1. 19 Oct, 2018 2 commits
    • win32: refactor `git_win32_path_remove_namespace` · a34f5b0d
      Update `git_win32_path_remove_namespace` to disambiguate the prefix
      being removed versus the prefix being added.  Now we remove the
      "namespace", and (may) add a "prefix" in its place.  Eg, we remove the
      `\\?\` namespace.  We remove the `\\?\UNC\` namespace, and replace it
      with the `\\` prefix.  This aids readability somewhat.
      
      Additionally, use pointer arithmetic instead of offsets, which seems to
      also help readability.
      Edward Thomson committed
    • win32: rename `git_win32__canonicalize_path` · b2e85f98
      The internal API `git_win32__canonicalize_path` is far, far too easily
      confused with the internal API `git_win32_path_canonicalize`.  The
      former removes the namespace prefix from a path (eg, given
      `\\?\C:\Temp\foo`, it returns `C:\Temp\foo`, and given
      `\\?\UNC\server\share`, it returns `\\server\share`).  As such, rename
      it to `git_win32_path_remove_namespace`.
      
      `git_win32_path_canonicalize` remains unchanged.
      Edward Thomson committed
  2. 30 Sep, 2018 1 commit
  3. 28 Sep, 2018 12 commits
    • config: introduce new read-only in-memory backend · 2be39cef
      Now that we have abstracted away how to store and retrieve config
      entries, it became trivial to implement a new in-memory backend by
      making use of this. And thus we do so.
      
      This commit implements a new read-only in-memory backend that can parse
      a chunk of memory into a `git_config_backend` structure.

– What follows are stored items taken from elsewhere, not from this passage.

PR #1966, opened 2025-07-21
Esrally/stop params/fix #1957

NickDris:
Load skip.telemetry from cli arguments
- #1957 was not loading skip.telemetry parameter correctly leaving 
skip.telemetry unused even if it was set as a cli flag.
- There is no value loading skip.telemetry parameter from cfg file
since setting this parameter statically to true is not a plausible option, 
so it should be set to true only when given in the cli args.

### DIFF
--- a/docs/configuration.rst
+++ b/docs/configuration.rst
@@ -67,7 +67,6 @@ This section defines how metrics are stored.
 * ``sample.queue.size`` (default: 2^20): The number of metrics samples that can be stored in Rally's in-memory queue.
 * ``metrics.request.downsample.factor`` (default: 1): Determines how many service time and latency samples should be kept in the metrics store. By default all values will be kept. To keep only e.g. every 100th sample, specify 100. This is useful to avoid overwhelming the metrics store in benchmarks with many clients (tens of thousands).
 * ``output.processingtime`` (default: false): If set to "true", Rally will show the additional metric :ref:`processing time <summary_report_processing_time>` in the command line report.
-* ``skip.telemetry`` (default: None): Determines whether telemetry data collection should be skipped when stopping a benchmark. Can be set through the command line flag ``--skip-telemetry``.
 
 The following settings are applicable only if ``datastore.type`` is set to "elasticsearch":
 
--- a/docs/configuration.rst
+++ b/docs/configuration.rst
@@ -67,7 +67,7 @@ This section defines how metrics are stored.
 * ``sample.queue.size`` (default: 2^20): The number of metrics samples that can be stored in Rally's in-memory queue.
 * ``metrics.request.downsample.factor`` (default: 1): Determines how many service time and latency samples should be kept in the metrics store. By default all values will be kept. To keep only e.g. every 100th sample, specify 100. This is useful to avoid overwhelming the metrics store in benchmarks with many clients (tens of thousands).
 * ``output.processingtime`` (default: false): If set to "true", Rally will show the additional metric :ref:`processing time <summary_report_processing_time>` in the command line report.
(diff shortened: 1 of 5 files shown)


docs/configuration.rst
```diff
@@ -67,7 +67,7 @@ This section defines how metrics are stored.
 * ``sample.queue.size`` (default: 2^20): The number of metrics samples that can be stored in Rally's in-memory queue.
 * ``metrics.request.downsample.factor`` (default: 1): Determines how many service time and latency samples should be kept in the metrics store. By default all values will be kept. To keep only e.g. every 100th sample, specify 100. This is useful to avoid overwhelming the metrics store in benchmarks with many clients (tens of thousands).
 * ``output.processingtime`` (default: false): If set to "true", Rally will show the additional metric :ref:`processing time <summary_report_processing_time>` in the command line report.
-* ``skip.telemetry`` (default: None): Determines whether telemetry data collection should be skipped when stopping a benchmark. This can be set either via configuration param ``skip.telemetry`` the command line flag ``--skip-telemetry``.
+* ``skip.telemetry`` (default: None): Determines whether telemetry data collection should be skipped when stopping a benchmark. Can be set through the command line flag ``--skip-telemetry``.
```
fressi-elastic: *It can be set...

fressi-elastic (approved):
Please look at the typo.

docs/configuration.rst
gbanasiak: `skip.telemetry` is added under `mechanic` configuration section, not `reporting`, but documenting it under `rally.ini` configuration is not correct as we are always setting it based on `--skip-telemetry` flag now. Please remove.

docs/recipes.rst
```diff
@@ -328,6 +328,6 @@ When a benchmark is executed with ``--enable-assertions`` and this query returns
 Skipping telemetry data collection when hitting an error.
 --------------------------------------------------------------
 
-In some cases, you may want to skip telemetry data collection when Rally hits an error. This can be useful in cases you want to avoid storing telemetry results when a benchmark got unexpected results. To enable this behavior, you can either use the ``skip.telemetry`` configuration setting in your ``rally.ini`` file or pass the ``--skip-telemetry`` command line flag when stopping Rally. This will prevent Rally from sending telemetry data to the metrics store. 
+In some cases, you may want to skip telemetry data collection when Rally hits an error. This can be useful in cases you want to avoid storing telemetry results when a benchmark got unexpected results . To enable this behavior, you can pass the ``--skip-telemetry`` command line flag when executing `esrally stop`. This will prevent Rally from sending telemetry data to the metrics store.
```
gbanasiak: I would remove this section too, because there's not enough context here (i.e. skipping telemetry only makes sense when Rally installs, starts, and stops ES separately from running a race).

It's enough to document it in:
* command reference https://esrally--1966.org.readthedocs.build/en/1966/command_line_reference.html#skip-telemetry
* cluster management https://esrally--1966.org.readthedocs.build/en/1966/cluster_management.html

gbanasiak (commented):
I've tested this, and it seems to work fine now. I've left some comments regarding documentation.

docs/recipes.rst
gbanasiak: Done in https://github.com/elastic/rally/pull/1966/commits/2a4bd8d14120346d548d4cb8fb1456262bad046d.

docs/configuration.rst
gbanasiak: Done in https://github.com/elastic/rally/pull/1966/commits/2a4bd8d14120346d548d4cb8fb1456262bad046d.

      Patrick Steinhardt committed
    • config_entries: refactor entries iterator memory ownership · b78f4ab0
      Right now, the config file code requires us to pass in its backend to
      the config entry iterator. This is required with the current code, as
      the config file backend will first create a read-only snapshot which is
      then passed to the iterator just for that purpose. So after the iterator
      is getting free'd, the code needs to make sure that the snapshot gets
      free'd, as well.
      
      By now, though, we can easily refactor the code to be more efficient and
      remove the reverse dependency from iterator to backend. Instead of
      creating a read-only snapshot (which also requires us to re-parse the
      complete configuration file), we can simply duplicate the config entries
      and pass those to the iterator. Like that, the iterator only needs to
      make sure to free the duplicated config entries, which is trivial to do
      and clears up memory ownership by a lot.
      Patrick Steinhardt committed
    • config_entries: internalize structure declarations · d49b1365
      Access to the config entries is now completely done via the modules
      function interface and no caller messes with the struct's internals. We
      can thus completely move the structure declarations into the
      implementation file so that nobody even has a chance to mess with the
      members.
      Patrick Steinhardt committed
    • config_entries: abstract away reference counting · 123e5963
      Instead of directly calling `git_atomic_inc` in users of the config
      entries store, provide a `git_config_entries_incref` function to further
      decouple the interfaces. Convert the refcount to a `git_refcount`
      structure while at it.
      Patrick Steinhardt committed
    • config_entries: abstract away iteration over entries · 5a7e0b3c
      The nice thing about our `git_config_iterator` interfaces is that nobody
      needs to know anything about the implementation details. All that is
      required is to obtain the iterator via any backend and then use it by
      executing generic functions. We can thus completely internalize all the
      implementation details of how to iterate over entries into the config
      entries store and simply create such an iterator in our config file
      backend when we want to iterate its entries. This further decouples the
      config file backend from the config entries store.
      Patrick Steinhardt committed
    • config_entries: abstract away retrieval of config entries · 60ebc137
      The code accessing config entries in the `git_config_entries` structure
      is still much too intimate with implementation details, directly
      accessing the maps and handling indices. Provide two new functions to
      get config entries from the internal map structure to decouple the
      interfaces and use them in the config file code.
      
      The function `git_config_entries_get` will simply look up the entry by
      name and, in the case of a multi-value, return the last occurrence of
      that entry. The second function, `git_config_entries_get_unique`, will
      only return an entry if it is unique and not included via another
      configuration file. This one is required to properly implement write
      operations for single entries, as we refuse to write to or delete a
      single entry if it is not clear which one was meant.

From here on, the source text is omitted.